B can be easily monitored whilst A is wholly.
ACHIEVABLE - Are the goals realistic i.e. possible to achieve? Be careful of being over-enthusiastic - not achieving goals can seriously harm motivation and self-esteem.
Q. Which are Achievable goals and which are NOT?
A. Eating 2 chocolate bars rather than 7 per week; walking for 30 mins twice per week
B. Never eating crisps again; going to the gym 5 times per week.
Answer = A
Why?
Habits need to be reinforced over time. If they are realistic and achievable you will achieve them.
Failing to reach your goals that are set too high, will tend to lead to feelings of failure if not achieved.
RELEVANT - Is the goal relevant to what you want to achieve
Q. Which are relevant goals and which are NOT?
A. Choosing not to eat chocolate bars but you only eat them about twice a month normally
B. Choosing to walk twice per week, as you already walk once per week
Answer = B
Why?
Choosing to increase the levels of something you already do and enjoy will mean your goal is more likely to fit into your current lifestyle = more achievable.
Can be more helpful to increase something you already do than adopt a new behaviour.
Goal must make a difference to what you are trying to achieve - e.g. if you don't eat choc often, then cutting out will not reduce weight. If eat lots of fruit and veg then setting 5 per day target not going to improve health.
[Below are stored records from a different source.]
PR #2449, opened 2019-04-10
Use SignBlob API if needed.

### LINKED ISSUE #1595: Support blob signature via project service account.

coryan:
When the local Credentials cannot sign a blob, either because the
credentials type does not support this, or because the credentials do
not match the signing service account we need to fallback on the
SignBlob API.

This fixes #1595 (though there is some cleanup that I want to do after this).

---
This change is [Reviewable](https://reviewable.io/reviews/googleapis/google-cloud-cpp/2449)

### DIFF
--- a/google/cloud/storage/client.h
+++ b/google/cloud/storage/client.h
@@ -2593,8 +2593,8 @@ class Client {
    * which is a POST request to GCS.
    *
    * @param document the policy document.
-   * @param options a list of optional parameters, this include:
-   *      `SigningAccount`, and `SigningAccountDeletegates`.
+   * @param options a list of optional parameters, this includes:
+   *      `SigningAccount`, and `SigningAccountDelegates`.
    *
    * @par Example
    * @snippet storage_bucket_samples.cc create signed policy document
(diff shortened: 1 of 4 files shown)


google/cloud/storage/client.h
```diff
@@ -2591,12 +2593,8 @@ class Client {
    * which is a POST request to GCS.
    *
    * @param document the policy document.
-   *
-   * @par Helper Functions
-   *
-   * The following functions create a `PolicyDocumentCondition` with less
-   * opportunities for typos: `StartsWith()`, `ExactMatchObject()`,
-   * `ExactMatch()`, `ContentLengthRange()`.
```
remyabel: Why is this comment deleted?

coryan: Argh... I thought these were the options, my bad, I will send a PR to restore them.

TIME-LIMITED - Everyone needs deadlines. Make sure you give yourself a time limit to achieve your goal.
Q. Which are time-related goals and which are NOT?
A. Increasing my cycling to twice a week
B. Going swimming more often
Answer = A
Why?
Setting goals on a weekly time frame is an easier concept than the thought of practicing a new behaviour over a longer period.
HARD WORK DESERVES A REWARD
Why use rewards?
Gives you a reason to change your behaviour - more likely to stick to goal if you reward yourself at the end.
How do rewards work?
If you are working towards achieving a Goal and you know at the end of it you will feel healthier, look slimmer and be able to wear that little 'Black dress", you are more likely to work harder to achieve your goals.
REMEMBER food is not a reward, there are lots of other ways of rewarding yourself!